Retirees have watched U.S. Steel's pension fund surplus grow in recent years thanks to the booming stock market. That's meant the value of the pension fund's investments has outpaced what U.S. Steel is obligated to pay to retirees.
However, retirees' living expenses have been going up at the same time. While union workers got a piece of the surplus through contract talks, nonunion retirees can't. Their pension plan, like most so-called defined benefit plans, does not include a provision for cost-of-living increases.
A year ago, a group of about 150 retirees at U.S. Steel's iron operations in Minnesota began pressing the company to a pension increase based on the pension fund surplus, which stood at about $2.7 billion at the end of last year.
"We thought it was an opportune time to make this appeal," said Ralph McBride, a Duluth, Minn. accountant who retired in 1981 after 35 years.
The retiree group has written several letters to USX asking for an increase and has made their case in the media. But McBride, 78, doesn't think his group can take credit for the bonus.
"They know that we know that the wage earners [USW members] received something," he said.

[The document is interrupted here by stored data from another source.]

PR #2909, opened 2026-02-19
chore: more lint fixes

tstirrat15:
## Description
Things that my local `golangci-lint` was picking up, I think slightly ahead of the version we're using in CI.

## Changes
See annotations.

## Testing
Review.

### DIFF
--- a/internal/datastore/common/migrations.go
+++ b/internal/datastore/common/migrations.go
@@ -29,10 +29,10 @@ func (mv *MigrationValidator) MigrationReadyState(version string) datastore.Read
 		return datastore.ReadyState{IsReady: true}
 	}
 	var msgBuilder strings.Builder
-	msgBuilder.WriteString(fmt.Sprintf("datastore is not migrated: currently at revision %q, but requires %q", version, mv.headMigration))
+	fmt.Fprintf(&msgBuilder, "datastore is not migrated: currently at revision %q, but requires %q", version, mv.headMigration)
 
 	if len(mv.additionalAllowedMigrations) > 0 {
-		msgBuilder.WriteString(fmt.Sprintf(" (additional allowed migrations: %v)", mv.additionalAllowedMigrations))
+		fmt.Fprintf(&msgBuilder, " (additional allowed migrations: %v)", mv.additionalAllowedMigrations)
 	}
 	msgBuilder.WriteString(". Please run \"spicedb datastore migrate\".")
 	return datastore.ReadyState{
--- a/internal/digests/digestmap_test.go
+++ b/internal/digests/digestmap_test.go
@@ -79,39 +79,36 @@ func TestDigestMap_MultipleKeys(t *testing.T) {
 
 func TestDigestMap_ConcurrentAccess(t *testing.T) {
 	dm := NewDigestMap()
-	numGoroutines := 10
-	numOperations := 100
+	numGoroutines := int32(10)
+	numOperations := int32(100)
 
 	var wg sync.WaitGroup
-	wg.Add(numGoroutines * 2) // writers and readers
 
 	// Concurrent writers
 	for i := range numGoroutines {
-		go func(id int) {
-			defer wg.Done()
-			key := "key-" + string(rune('0'+id))
+		wg.Go(func() {
+			key := "key-" + string('0'+i)
 			for j := range numOperations {
 				dm.Add(key, float64(j))
 			}
-		}(i)
+		})
 	}
 
 	// Concurrent readers
 	for i := range numGoroutines {
-		go func(id int) {
-			defer wg.Done()
-			key := "key-" + string(rune('0'+id))
+		wg.Go(func() {
+			key := "key-" + string('0'+i)
 			for range numOperations {
 				dm.CDF(key, 50.0)
 			}
-		}(i)
+		})
 	}
 
 	wg.Wait()
 
 	// Verify all keys have data
 	for i := range numGoroutines {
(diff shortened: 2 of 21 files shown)


internal/datastore/common/migrations.go
```diff
@@ -29,10 +29,10 @@ func (mv *MigrationValidator) MigrationReadyState(version string) datastore.Read
 		return datastore.ReadyState{IsReady: true}
 	}
 	var msgBuilder strings.Builder
-	msgBuilder.WriteString(fmt.Sprintf("datastore is not migrated: currently at revision %q, but requires %q", version, mv.headMigration))
+	fmt.Fprintf(&msgBuilder, "datastore is not migrated: currently at revision %q, but requires %q", version, mv.headMigration)
```
tstirrat15, line 32: autofixed

internal/digests/digestmap_test.go
```diff
@@ -79,39 +79,36 @@ func TestDigestMap_MultipleKeys(t *testing.T) {
...
 
 	var wg sync.WaitGroup
-	wg.Add(numGoroutines * 2) // writers and readers
 
 	// Concurrent writers
 	for i := range numGoroutines {
-		go func(id int) {
-			defer wg.Done()
-			key := "key-" + string(rune('0'+id))
+		wg.Go(func() {
```
tstirrat15, line 89: Not sure why `go fix` didn't pick this up, but this should be equivalent.

internal/digests/digestmap_test.go
```diff
@@ -79,39 +79,36 @@ func TestDigestMap_MultipleKeys(t *testing.T) {
 
 func TestDigestMap_ConcurrentAccess(t *testing.T) {
 	dm := NewDigestMap()
-	numGoroutines := 10
-	numOperations := 100
+	numGoroutines := int32(10)
+	numOperations := int32(100)
```
tstirrat15, line 83: `rune` is an alias for `int32`, so by iterating over an `int32` we don't have to worry about unsafe casts that weren't happening in this case but that the linter complained about.

internal/dispatch/keys/hasher_ristretto.go
```diff
@@ -70,7 +71,9 @@ func memhash(p unsafe.Pointer, h, s uintptr) uintptr
 
 func runMemHash(seed uint64, data []byte) uint64 {
 	ss := (*stringStruct)(unsafe.Pointer(&data))
-	return uint64(memhash(ss.str, uintptr(seed), uintptr(ss.len)))
+	// NOTE: s.len represents a length which should never be negative, so we ignore the error.
+	length, _ := safecast.Convert[uintptr](ss.len)
```
tstirrat15, line 75: Check me on this - is this too much in the hot path?

internal/fdw/tables/consistency_test.go
```diff
@@ -37,15 +37,15 @@ func TestConsistencyFromFields(t *testing.T) {
 			},
 			expectedConsistencyType: "FullyConsistent",
 		},
-		{
+		{ //nolint:gosec  // this is a test file and test logic
```
tstirrat15, line 40: It doesn't like that there's a base64-encoded value that could be a token

internal/telemetry/reporter.go
```diff
@@ -62,7 +62,7 @@ func writeTimeSeries(ctx context.Context, client *http.Client, endpoint string,
 	r.Header.Add("Content-Encoding", "snappy")
 	r.Header.Set("Content-Type", "application/x-protobuf")
 
-	resp, err := client.Do(r)
+	resp, err := client.Do(r) //nolint:gosec  // re: SSRF: the only thing that's user-controllable is the endpoint, and that's through a config.
```
tstirrat15, line 65: Check me on this. gosec was yelling about SSRF here based on taint analysis

pkg/cmd/postgresfdw_test.go
```diff
@@ -166,7 +166,7 @@ func TestPostgresFDWCompleteValidation(t *testing.T) {
 	ctx := context.Background()
 
 	t.Run("missing SpiceDB endpoint", func(t *testing.T) {
-		config := &PostgresFDWConfig{
+		config := &PostgresFDWConfig{ //nolint:gosec  // this is a test file and test logic
```
tstirrat15, line 169: Yelling about tokens here

pkg/releases/releases.go
```diff
@@ -48,7 +48,7 @@ func getLatestReleaseWithClient(ctx context.Context, httpClient *http.Client) (*
 
 	req.Header.Set("Accept", "application/vnd.github+json")
 
-	resp, err := httpClient.Do(req)
+	resp, err := httpClient.Do(req) //nolint:gosec  // re: SSRF: nothing is actually user-controllable that i can see.
```
tstirrat15, line 51: Check me here as well.

pkg/zedtoken/zedtoken_test.go
```diff
@@ -75,78 +75,78 @@ var decodeTests = []struct {
 	expectedStatus    TokenStatus
 	expectError       bool
 }{
-	{
+	{ //nolint:gosec  // this is a test file and test logic
```
tstirrat15, line 78: It doesn't like the `token` field 🙄

internal/dispatch/keys/hasher_ristretto.go
miparnisari: yes 
image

Dan Hestetune, chairman of the retiree group, isn't happy with the bonus. The 70-year-old former mine superintendent said inflation has eaten into his monthly check since he retired in 1986. He said the average management retiree receives an annual pension of about $16,000. Under the steel producer's new contract with the USW, the minimum monthly payment for hourly workers who retire with 30 years service increases to $1,575 next August, or $18,900 a year.
While USX has no legal obligation to share the pension fund surplus with salaried retirees, "we believe there's a moral obligation," Hestetune said. As for the one-time payment, "That's not what we consider true pension reform," said Hestetune, who still does some consulting work for U.S. Steel.

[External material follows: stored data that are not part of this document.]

PR #2910, opened 2026-02-19
test: fixup synctest usage in crdbpool

tstirrat15:
Follow-on to #2754

## Description
Synctest runs its tests inside special goroutines, which means we need to use `assert` inside of them (at least as I understand it; I might be wrong on this point).

We also want to `Wait()` to ensure that all goroutines have settled.

## Changes
* synctest refactors
## Testing
Review.

### DIFF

Defined benefit pension plans pay a monthly payment based on a worker's earnings and years of service. A spokesman for the Employee Benefit Research Institute, a Washington, D.C. research group, said only about 28 percent of defined benefit plans have cost-of-living clauses. Another 19 percent of companies have given cost-of-living increases in the past even though they weren't obligated to, he said.
U.S. Steel's management retirees got a minimum monthly increase of $50 in their pension checks in 1992, Dixon said.
While the pension surplus is tempting to retirees, it's also a big reason why the nation's No. 1 steel producer made any money at all this year in the face of import-depressed prices. U.S. Steel's operating income for the first nine months of the year included $348 million in pension credits. The company's net income for the same period totaled only $15 million.
In his Oct. 20 letter, Usher cautioned that the pension surplus "is due in large part to a strong stock market which is unique in American history.
"Depending on when [the market] goes down and how far it goes down, this surplus may disappear."